06/29/2026 | Press release | Distributed by Public on 06/29/2026 12:04

Litigation Releases (NanoBit Limited, et al.)

U.S. SECURITIES AND EXCHANGE COMMISSION

Litigation Release No. 26576 / June 29, 2026

Securities and Exchange Commission v. NanoBit Limited, et al., No 2:24-cv-06517-SJB-ST (E.D.N.Y. filed Sept. 17, 2024)

SEC Obtains Final Judgment Against Four Entities and Two Individuals in Alleged Relationship Investment Scam

On June 16, 2026, the U.S. District Court for the Eastern District of New York entered a final judgment by default against four entities and two individuals in connection with previously filed charges, which stemmed from a relationship investment scam involving the alleged fake crypto asset trading platform NanoBit.

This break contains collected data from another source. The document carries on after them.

PR #4911, opened 2026-06-16
fix(download): avoid shared partial cache files

### LINKED ISSUE #4910: component download failed under parallel
### Verification

### Problem

component download failed under parallel

### Steps

component download failed under parallel

```sh
$ rm -rf ~/.rustup && fd Cargo.toml -x env -C {//} cargo build
info: syncing channel updates for ...
info: latest update on ... for version ...
info: downloading ... components
info: rolling back changes
error: component download failed for clippy-x86_64-unknown-linux-gnu: could not rename 'downloaded' file from '~/.rustup/downloads/fea05854f7f99eab2551578ac013c7159d9679ea657e45516bdb0c31906cf90d.partial' to '~/.rustup/downloads/fea05854f7f99eab2551578ac013c7159d9679ea657e45516bdb0c31906cf90d': No such file or directory (os error 2): No such file or directory (os error 2)
info: syncing channel updates for ...
info: latest update on ... for version ...
info: downloading ... components
info: rolling back changes
error: component download failed for clippy-x86_64-unknown-linux-gnu: could not rename 'downloaded' file from '~/.rustup/downloads/fea05854f7f99eab2551578ac013c7159d9679ea657e45516bdb0c31906cf90d.partial' to '~/.rustup/downloads/fea05854f7f99eab2551578ac013c7159d9679ea657e45516bdb0c31906cf90d': No such file or directory (os error 2): No such file or directory (os error 2)
info: syncing channel updates for ...
info: latest update on ... for version ...
info: downloading ... components
info: rolling back changes
error: component download failed for cargo-x86_64-unknown-linux-gnu: could not rename 'downloaded' file from '~/.rustup/downloads/c5421d7fad5e5c3596ba6c0748e4441a87deb237a56e1ef7c1551c0dc93dd3cd.partial' to '~/.rustup/downloads/c5421d7fad5e5c3596ba6c0748e4441a87deb237a56e1ef7c1551c0dc93dd3cd': No such file or directory (os error 2): No such file or directory (os error 2)
info: syncing channel updates for ...
info: latest update on ... for version ...
info: downloading ... components
info: rolling back changes
error: component download failed for clippy-x86_64-unknown-linux-gnu: could not rename 'downloaded' file from '~/.rustup/downloads/fea05854f7f99eab2551578ac013c7159d9679ea657e45516bdb0c31906cf90d.partial' to '~/.rustup/downloads/fea05854f7f99eab2551578ac013c7159d9679ea657e45516bdb0c31906cf90d': No such file or directory (os error 2): No such file or directory (os error 2)
```

### Possible Solution(s)

workaround component download failed by not parallel

```sh
$ rm -rf ~/.rustup && for dir in $(fd Cargo.toml -x echo {//}); do env -C "$dir" cargo build; done
info: syncing channel updates for ...
info: latest update on ... for version ...
info: downloading ... components
    Updating `...` index
  Downloaded ... ... (registry `...`)
...
    Finished `dev` profile [unoptimized + debuginfo] target(s) in 0.20s
```

### Notes

_No response_

### Rustup version

```console
rustup 1.29.0
```

### Installed toolchains

```console
$ rm -rf ~/.rustup
```

### OS version

```console
nixos
```

cachebag:
After going back and forth a bit for a few hours and perusing the history of this issue, I figured it would at the least, make sense to change cached component downloads such that they use unique partial filenames instead of sharing `<hash>.partial` across processes. 

This fixes the specific download-cache race seen in #4910, where parallel auto-installs can fail while renaming a shared partial file. It is an _alternative_ to the locking approach in #4606, using unique partial paths instead of file locks.

This does not attempt to solve the broader concurrency problem in #988, since concurrent toolchain transactions can still race after downloads complete. I don't think I want to pretend to know where to start there, though I think this is a decent start and at the least covers the issue reported in #4910.

Existing legacy `<hash>.partial` files are still claimed for resume, so interrupted downloads remain recoverable.

Partially Closes #4910

### DIFF
--- a/src/dist/download.rs
+++ b/src/dist/download.rs
@@ -1,6 +1,6 @@
 use std::borrow::Cow;
 use std::fs;
-use std::io::Read;
+use std::io::{self, Read};
 use std::ops;
 use std::path::{Path, PathBuf};
 use std::sync::{Arc, Mutex};
@@ -46,9 +46,9 @@ impl<'a> DownloadCfg<'a> {
     }
 
     /// Downloads a file and validates its hash. Resumes interrupted downloads.
-    /// Partial downloads are stored in `self.download_dir`, keyed by hash. If the
-    /// target file already exists, then the hash is checked and it is returned
-    /// immediately without re-downloading.
+    /// Partial downloads are stored in `self.download_dir` under unique names.
+    /// If the target file already exists, then the hash is checked and it is
+    /// returned immediately without re-downloading.
     pub(crate) async fn download(
         &self,
         url: &Url,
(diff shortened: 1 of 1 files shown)


src/dist/download.rs
```diff
@@ -115,13 +104,125 @@ impl<'a> DownloadCfg<'a> {
...
+    }
+
+    fn unique_partial_path(target_file: &Path) -> PathBuf {
+        let file_name = target_file
+            .file_name()
+            .map(|s| s.to_str().unwrap_or("_"))
+            .unwrap_or("_");
+        target_file.with_file_name(format!(
+            "{file_name}.{}.partial",
+            utils::raw::random_string(16)
```
rami3l, line 171: @cachebag Thanks for looking into this!

However, I believe you are trying to solve the problem at the wrong level. If I have under stood your proposed solution correctly, even if you have avoided shared partial cache files, the unpacking will still clash because they will unpack to the same positions.

The current logic has essentially prevented rustup from picking up partial downloads (the network failure case was only a special one, but the more generally case would be that it has to recover from interruption or even kill).

The right behavior we would like to implement is that when rustup tries to download a toolchain, it will ensure that all downloading/extracting actions of essentially the same toolchain will be mutually exclusive. I actually am working on a plan for this.

*[View changes since the review](https://triagebot.infra.rust-lang.org/gh-changes-since/rust-lang/rustup/4911/bc46fe8f6eddba84aaa42263bf28f11334e73f58..518f7005348e2f3fb8df46c7007245fd52fd6ed6)*

cachebag: Ahh. Okay that makes sense...yeah I guess in retrospect, an ad-hoc change like this isn't very conducive..

Thanks and let me know if you need anything. Happy to help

The SEC's complaint, filed on September 17, 2024, alleged that the defendants, working with other scheme participants, solicited investors via social media apps, lied to them to gain their trust and confidence, and then stole their money. According to the complaint, from at least September 2023 to at least June 2024, scheme participants posed as financial industry professionals in WhatsApp groups to build investors' trust and then encouraged investors to put their money into the supposed NanoBit crypto asset trading platform. In order to persuade investors that the platform was safe, NanoBit allegedly falsely claimed that its affiliate, NanobitUS Securities, was a SEC-registered broker. The supposed financial professionals allegedly then promoted fake initial coin offerings as a way for the investors to make substantial returns. But, as alleged, no transactions took place on the NanoBit platform and investors' funds in fact went to scheme participants who wired more than $2 million to bank accounts in Hong Kong and misappropriated hundreds of thousands of dollars' worth of investors' crypto assets.

The final judgment permanently enjoins the defendants from violating Section 17(a) of the Securities Act of 1933 and Section 10(b) of the Securities Exchange Act of 1934 and Rule 10b-5 thereunder. It also orders NanoBit Limited to pay disgorgement of $532,649, prejudgment interest of $81,957, and a penalty of $1,182,251; Radiant Horizons to pay a penalty of $1,182,251; Zhao Deli to pay a penalty of $1,182,251; Sweet Karma to pay a penalty of $1,182,251; Liu to pay disgorgement of $60,603, prejudgment interest of $9,485, and a penalty of $50,000; and Zhao to pay disgorgement of $4,500, prejudgment interest of $704, and a penalty of $50,000.

The SEC's litigation was conducted by Todd Brody and Jeremy Brandt, with assistance from Neil Hendelman and supervised by Alexander Vasilescu, Rebecca Reilly, and Sheldon L. Pollock, all of the SEC's New York Regional Office. The litigation was also assisted by Nicholas Bohmann of the Division of Enforcement's Cyber and Emerging Technologies Unit.

The SEC's Office of Investor Education and Assistance has issued an investor alert warning investors that fraudsters may use popular social media platforms and messaging apps to lure investors into scams, and never to rely solely on information from group chats in making investment decisions. The SEC encourages investors to use Investor.gov to check the background of anyone offering or selling them an investment.